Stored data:
____
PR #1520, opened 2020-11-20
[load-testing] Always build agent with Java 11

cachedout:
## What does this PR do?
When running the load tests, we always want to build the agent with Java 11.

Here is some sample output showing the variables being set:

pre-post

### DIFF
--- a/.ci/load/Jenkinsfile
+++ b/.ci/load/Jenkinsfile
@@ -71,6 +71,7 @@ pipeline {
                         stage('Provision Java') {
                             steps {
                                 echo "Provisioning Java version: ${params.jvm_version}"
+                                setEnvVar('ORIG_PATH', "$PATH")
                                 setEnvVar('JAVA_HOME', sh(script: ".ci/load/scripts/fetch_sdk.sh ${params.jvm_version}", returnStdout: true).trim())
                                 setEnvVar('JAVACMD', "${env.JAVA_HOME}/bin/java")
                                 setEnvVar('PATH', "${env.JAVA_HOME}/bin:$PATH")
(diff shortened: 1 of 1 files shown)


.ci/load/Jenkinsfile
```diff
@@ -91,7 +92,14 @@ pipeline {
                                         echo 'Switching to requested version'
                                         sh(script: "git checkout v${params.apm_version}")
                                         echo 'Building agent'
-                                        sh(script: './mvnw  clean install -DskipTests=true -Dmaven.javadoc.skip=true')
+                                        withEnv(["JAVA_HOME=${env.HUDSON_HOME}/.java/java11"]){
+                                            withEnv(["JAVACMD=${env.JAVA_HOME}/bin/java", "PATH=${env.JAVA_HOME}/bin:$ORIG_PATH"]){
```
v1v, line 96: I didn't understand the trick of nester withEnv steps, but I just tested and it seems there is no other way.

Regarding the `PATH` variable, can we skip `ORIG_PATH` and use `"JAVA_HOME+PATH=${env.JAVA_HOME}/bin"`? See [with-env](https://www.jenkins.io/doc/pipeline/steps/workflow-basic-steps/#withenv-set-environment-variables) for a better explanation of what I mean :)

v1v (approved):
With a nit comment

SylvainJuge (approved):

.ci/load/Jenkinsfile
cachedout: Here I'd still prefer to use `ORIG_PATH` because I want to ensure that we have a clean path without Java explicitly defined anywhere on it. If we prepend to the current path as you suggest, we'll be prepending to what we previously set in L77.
____
Set down exactly the lines that begin the records and continue through the line bearing "-71,6 +71,7 @@"; include both ends.

Result below:
PR #1520, opened 2020-11-20
[load-testing] Always build agent with Java 11

cachedout:
## What does this PR do?
When running the load tests, we always want to build the agent with Java 11.

Here is some sample output showing the variables being set:

pre-post

### DIFF
--- a/.ci/load/Jenkinsfile
+++ b/.ci/load/Jenkinsfile
@@ -71,6 +71,7 @@ pipeline {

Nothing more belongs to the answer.